ADONIS OLIVEIRA - LÍNGUA FERINA

Uma das obras que mais marcaram a minha adolescência foi um singelo e despretensioso filme de ficção científica estrelado por Charlton Heston. O nome do filme era “O Planeta dos Macacos”. Era uma distopia situada em um futuro indefinido. Uma nave espacial teria saído da terra em busca de novos mundos a serem povoados por nós humanos. Depois de alguns meses viajando a uma velocidade próxima à da luz, a nave se vê forçada a aterrissar em um planeta bem parecido com a terra.

Ao desembarcar, os tripulantes se deparam com uma situação interessantíssima. As espécies dominantes, e as mais inteligentes, eram diversos tipos de símios que, por apresentarem características diferentes, assumiam diferentes papeis na sociedade que organizaram. Os poucos humanos com que se depararam eram pobres criaturas totalmente embrutecidas e que nem falar sabiam. Eram tratados como animais de estimação, ou então escravizados pelos macacos. Como de se esperar, estabeleceu-se de imediato uma disputa entre as espécies. Os humanos, liderados pelos forasteiros altamente desenvolvidos e articulados, e seus novos senhores símios.

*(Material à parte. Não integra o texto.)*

PR #14443, opened 2017-07-12
Added sysexits codes in ExitCode class for console

### LINKED ISSUE #14188: Add constants and function for sysexits(3) to ConsoleHelper

cebe:
follow up to #14189
fixes #14188

| Q             | A
| ------------- | ---
| Is bugfix?    | no
| New feature?  | yes
| Breaks BC?    | no
| Tests pass?   | yes
| Fixed issues  | #14188

/cc @tom--


tom--:
Very nice.

Thanks @cebe for doing this.

Thanks @samdark for suggesting a dictionary class.

samdark (approved):

Kolyunya:
@cebe @samdark what is the rationale behind introducing platform specific exit codes in a platform-independent framework which are not encapsulated in something like a `Platform` class?

tom--:
The codes are not platform-specific. They can be used on any platform and have been adopted by other popular platform-independent frameworks. See comments to #14189 for explanation.

Kolyunya:
@tom-- could you please provide any references to say official Windows docs listing those exit codes?

tom--:
@Kolyunya no, because they are platform-independent. It makes no difference what operating system you're on. They work equally well on all systems that run PHP.

Kolyunya:
@tom-- I can indeed provide a reference to official Windows docs listing standard exit codes and that proves that exit code **definitions** are actually platform-specific.

```diff
+     * The command was used incorrectly, e.g., with the wrong number of
+     * arguments, a bad flag, a bad syntax in a parameter, or whatever.
+     */
+    const USAGE = 64;
```

Exit code `64` [means](https://msdn.microsoft.com/en-us/library/windows/desktop/ms681382(v=vs.85).aspx) 

> The specified network name is no longer available.

on Windows.

tom--:
@Kolyunya That's a code from an unrelated namespace used [in response to OS system calls](https://msdn.microsoft.com/en-us/library/windows/desktop/ms681382(v=vs.85).aspx). The exit codes here describe how a user-space process exits, on which Windows uses the same standard as Linux and Unix, i.e. zero for success and everything else means an error.

Kolyunya:
@tom-- would you be so kind to provide any references proving that those **_exit code definitions_** are standard, platform-independent and have the same meaning across all supported platforms?

tom--:
@Kolyunya It's a *de facto* standard, meaning it's a convention as old as the hills that everyone uses including Yii.

I don't know if this is written down in Windows documentation and it wouldn't make any difference if it were.

I am not trying to convince you, which I don't believe is possible. My answers are for the record and for anyone else who may be interested.

Kolyunya:
@tom-- I see, so you can not provide any references to written documents proving that those exit code **_definitions_** are standard and adopted by all supported platforms.

dynasource (approved):

samdark:
@Kolyunya these are not standard. These are suggestions. The only written standard is 0 for success, the rest are errors. The rest is decided by CLI utility author. Yii as framework aids in this providing error codes framework.

Kolyunya:
@samdark well at least we finally came to a conclusion that those code definitions actually are platform specific. My original question was: why are they a part of a `ExitCode` instead of a `BsdExitCode`?

sergeymakinen:
I think it's because there's basically no error code standard for Windows but we can't throw `null` because there's no Windows' code equivalent. And BSD's one looks okay for this purpose.

samdark:
These are conventions and are OK to use either in BSD, Linux or Windows. According to specs, noone should rely on concrete exit codes without actually reading utility docs.

framework/console/ExitCode.php
```diff
@@ -0,0 +1,154 @@
+<?php
```
klimov-paul: File header is missing.

framework/console/controllers/BaseMigrateController.php
```diff
@@ -287,7 +288,7 @@ public function actionRedo($limit = 1)
         if (empty($migrations)) {
             $this->stdout("No migration has been done before.\n", Console::FG_YELLOW);
 
-            return self::EXIT_CODE_NORMAL;
+            return ExitCode::OK;
```
klimov-paul: Maybe it is actual better to use a predefined method in `console\Controller` for `OK` and `Error`:

```php
public function actionFoo()
{
    // ...
    return $this->exitOk();
}
```

To hide constants behind the scenes.

This would be consistent with recent addition of `web\Controller::asJson()` method.

klimov-paul (changes requested):

framework/console/controllers/BaseMigrateController.php
cebe: asJson() is actually doing something, `exitOk()` would only return a fixed value. Also considering the amount of different values to choose from for an exit code I do not think a method makes sense. You can define your own exit code constants easily for returning them, defining a method for each of them does not make sense imo.

samdark: I agree with @cebe on this regard.

klimov-paul (approved):

samdark:
Merged. Thanks for taking care of it, @cebe.

tom--:
These codes are FreeBSD-specific in the same way that git is Linux-specific because it *originated* in the kernel project. Also, git and sysexits both concern themselves exclusively with user-space software and the interaction between user-space processes.

But I think this description is confusing because "platform-specific" suggests interoperability or portability difficulties.

PR #14444, opened 2017-07-12
Fixes #14423, wrong checking existing keys in ArrayHelper::merge with…

### LINKED ISSUE #14423: ArrayHelper::merge() replaces NULL with value from latter array (or should it?)
        $array1 = [
            1,
            null,
            3,
            null
        ];

        $array2 = [
            'a',
            'b'
        ];

        $array3 = [
            null,
            null,
            'c',
            'd'
        ];

        print_r(ArrayHelper::merge($array1, $array2, $array3));

This is a result produces from array_merge() PHP native function
>Array
>(
>    [0] => 1
>    [1] => 
>    [2] => 3
>    [3] => 
>    [4] => a
>    [5] => b
>    [6] => 
>    [7] => 
>    [8] => c
>    [9] => d
>)

### What do you get instead?
The function replaces `NULL` with with value from latter array. So `$array1[1]` gets replaced by `$array2[1]`.
>Array
>(
>    [0] => 1
>    [1] => b
>    [2] => 3
>    [3] => d
>    [4] => a
>    [5] => 
>    [6] => 
>    [7] => c
>)

### Possible cause ###
In `BaseArrayHelper::merge()`, on line 128 - 134.

                } elseif (is_int($k)) {
                    if (isset($res[$k])) {
                        $res[] = $v;
                    } else {
                        $res[$k] = $v;
                    }
                }

`isset()` will return `FALSE` on `NULL`. So if the former array has a `NULL` value, it will replace it with the value from the latter array.

However, from the description of the function
> For integer-keyed elements, the elements from the latter array will be appended to the former array

So these means the integer-keyed elements will always get appending. Unless it is not yet defined.

The code can be changed code into something like:

                } elseif (is_int($k)) {
                    if (array_key_exists($k, $res)) {
                        $res[] = $v;
                    } else {
                        $res[$k] = $v;
                    }
                }

I'm not fully testing it yet, so I'm not sure about the side effect of this code. However, is it actually alright to be like this?

### Additional info

| Q                | A
| ---------------- | ---
| Yii version      | 2.0.11-dev (commit 7fcf75f to be exact)
| PHP version      | 5.6.30
| Operating system |Windows 10

dmirogin:
Wrong checking existing keys in ArrayHelper::merge with null values for integer-keyed elements

| Q             | A
| ------------- | ---
| Is bugfix?    | yes
| New feature?  | no
| Breaks BC?    | no
| Tests pass?   | yes
| Fixed issues  | #14423


dynasource (changes requested):
thanks for improving the merge function. Could you limit the size of the test in which your usecase is still covered correctly?

samdark (approved):

dmirogin:
Yeah, sure, made shorter, but still covered.

dynasource (approved):

samdark:
Thanks!

PR #15745, opened 2018-02-22
Updating the DocBlock for the upsert() Function

PioneerGeek:
Changing the return type and description for the DocBlock of the upsert() function.

| Q             | A
| ------------- | ---
| Is bugfix?    | no
| New feature?  | no
| Breaks BC?    | no
| Tests pass?   | yes
| Fixed issues  | none


samdark:
Original is correct.

nastron:
Hmm, this doesn't look like an object, at the end of the implementation of the function that gets executed: `return $insertSql . ' ON DUPLICATE KEY UPDATE ' . implode(', ', $updates);`.

PR #15751, opened 2018-02-23
Update QueryBuilder.php

priitparis:
This fix update issue with  ArrayExpression. If you did update record, ArrayExpression was not populated as array but like ArrayExpression. 
Issue was with postgresSql and array column.

| Q             | A
| ------------- | ---
| Is bugfix?    | yes


SilverFire:
Duplicates 15732

PR #15777, opened 2018-02-26
Make cache key more unique (more scoped)

uaoleg:
For example DB Schema model also uses CLASS constant as basis for cache key
https://github.com/yiisoft/yii2-framework/blob/master/db/Schema.php#L713

| Q             | A
| ------------- | ---
| Is bugfix?    | no
| New feature?  | no
| Breaks BC?    | no
| Tests pass?   | yes

### DIFF
--- a/framework/rbac/DbManager.php
+++ b/framework/rbac/DbManager.php
@@ -86,7 +86,7 @@ class DbManager extends BaseManager
      * @see cache
      * @since 2.0.3
      */
-    public $cacheKey = 'rbac';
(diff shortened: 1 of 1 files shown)


lav45:
```php
class Foo
{
	public $cacheKey = __CLASS__;
}

class Baz extends Foo {}

$model = new Baz;

var_dump($model->cacheKey); // string(3) "Foo"
```

samdark:
Won't make it into 2.0. https://github.com/yiisoft/rbac-db/issues/1

PR #15781, opened 2018-02-26
Update Connection.php

antonmarin:
How to disable load balancing

| Q             | A
| ------------- | ---
| Is bugfix?    | no
| New feature?  | no
| Breaks BC?    | no
| Tests pass?   | 
| Fixed issues  |

### DIFF
--- a/framework/db/Connection.php
+++ b/framework/db/Connection.php
@@ -328,9 +328,9 @@ class Connection extends Component
      */
     public $enableSavepoint = true;
     /**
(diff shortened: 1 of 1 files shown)


antonmarin:
@SilverFire, how should i test docs?

SilverFire:
There are no tests confirming that setting `null` will work as expected. It will be good to test that it works as is documented

antonmarin:
Okay. Understand now

SilverFire:
Merged with tests and docs adjustment: b642c36019790e45e916493318458938165066d0

PR #15802, opened 2018-02-27
Added try catch for yii2/framework/di/Container

ghost:
This can cause unhandled exception.
In my case it was unhandled exception that cause application error without any message with debug enabled:
```
ReflectionException {
  message: "Class baibaratsky\yii\rollbar\Rollbar does not exist",
  code: -1,
  file: "vendor/yiisoft/yii2/di/Container.php",
  line: 429
}
```

| Q             | A
| ------------- | ---
| Is bugfix?    | yes
| New feature?  | no
| Breaks BC?    | yes
| Tests pass?   | yes
| Fixed issues  |

### DIFF
--- a/framework/di/Container.php
+++ b/framework/di/Container.php
@@ -429,7 +429,7 @@ class Container extends Component
         
         try {
             $reflection = new ReflectionClass($class);
-        } catch (ReflectionException $e) {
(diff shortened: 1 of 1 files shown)


developeruz:
Replaced by #16440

Ao final, e depois de muitas marchas e contramarchas, tudo o que o nosso herói deseja é encontrar um local onde possa se afastar de toda aquela beligerância e viver em paz com sua companheira recém adquirida.

Ocorre apenas que as coisas nunca são assim tão fáceis e, ao final, quando este se afastavam cavalgando lentamente pela praia, eis que se defrontam com uma Estátua da Liberdade parcialmente destruída e semienterrada na areia. Poderia até pensar se tratar de mais uma filial das lojas da Havan. Só que não era! Na realidade, era a Estátua da Liberdade original. É quando nosso herói se dá conta de que aquele planeta é a nossa boa e velha terra, só que após a destruição total da nossa civilização, muito provavelmente por uma guerra nuclear. Fato este que abriu a possibilidade da ascenção dos símios ao topo da escala evolucional.

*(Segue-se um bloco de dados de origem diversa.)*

PR #15811, opened 2018-03-01
renderDynamic break

xicond:
renderDynamic break while params inside contain string with quote
coz when the string concat then evaluate, it will break the closing quote

| Q             | A
| ------------- | ---
| Is bugfix?    | yes
| New feature?  | no
| Breaks BC?    | no
| Tests pass?   | yes


xicond:
@samdark I branched out from 2.1, will come out to 2.0.14.2 ?

samdark (approved):

samdark:
Please add a line for changelog. Thanks.

xicond:
@samdark added

samdark:
Merged. Thank you!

O que teria ocorrido é que, por se encontrarem em velocidade próxima à da luz, o tempo teria passado bem mais lento para os tripulantes da nave. Achavam ter transcorrido meses, mas, enquanto isso, haveriam transcorrido séculos aqui na terra. Tudo de acordo com a Teoria da Relatividade.

O filme é de 1968. Hoje, transcorrido quase meio século, fica fácil ver que, se não fomos regredidos ao estágio de bestas feras por uma guerra nuclear (ainda). Estamos sofrendo, porém, no Brasil, o mesmo processo, e de forma acelerada, simplesmente através do Gramscismo e da aplicação intensiva do método Paulo Freire. A estupidificação que está sendo implantada nas nossas novas gerações é algo absolutamente palpável. Os sintomas de que estamos convivendo com gerações de débeis mentais saltam à vista. Senão, vejamos:

• O universo vocabular dos mais jovens é de uma pobreza franciscana. Estudos ao longo dos anos acompanharam uma gradual redução, saindo de 8.000 palavras, para algo inferior a 800 atualmente. O linguajar é um pobre babujar tatibitate, semelhante a uma criança aprendendo a falar, e com uma dificuldade imensa para expressar qualquer ideia, por mais simples que seja. O uso constante de chavões e de estereótipos é considerado sinal de pertencimento (inclusão social?).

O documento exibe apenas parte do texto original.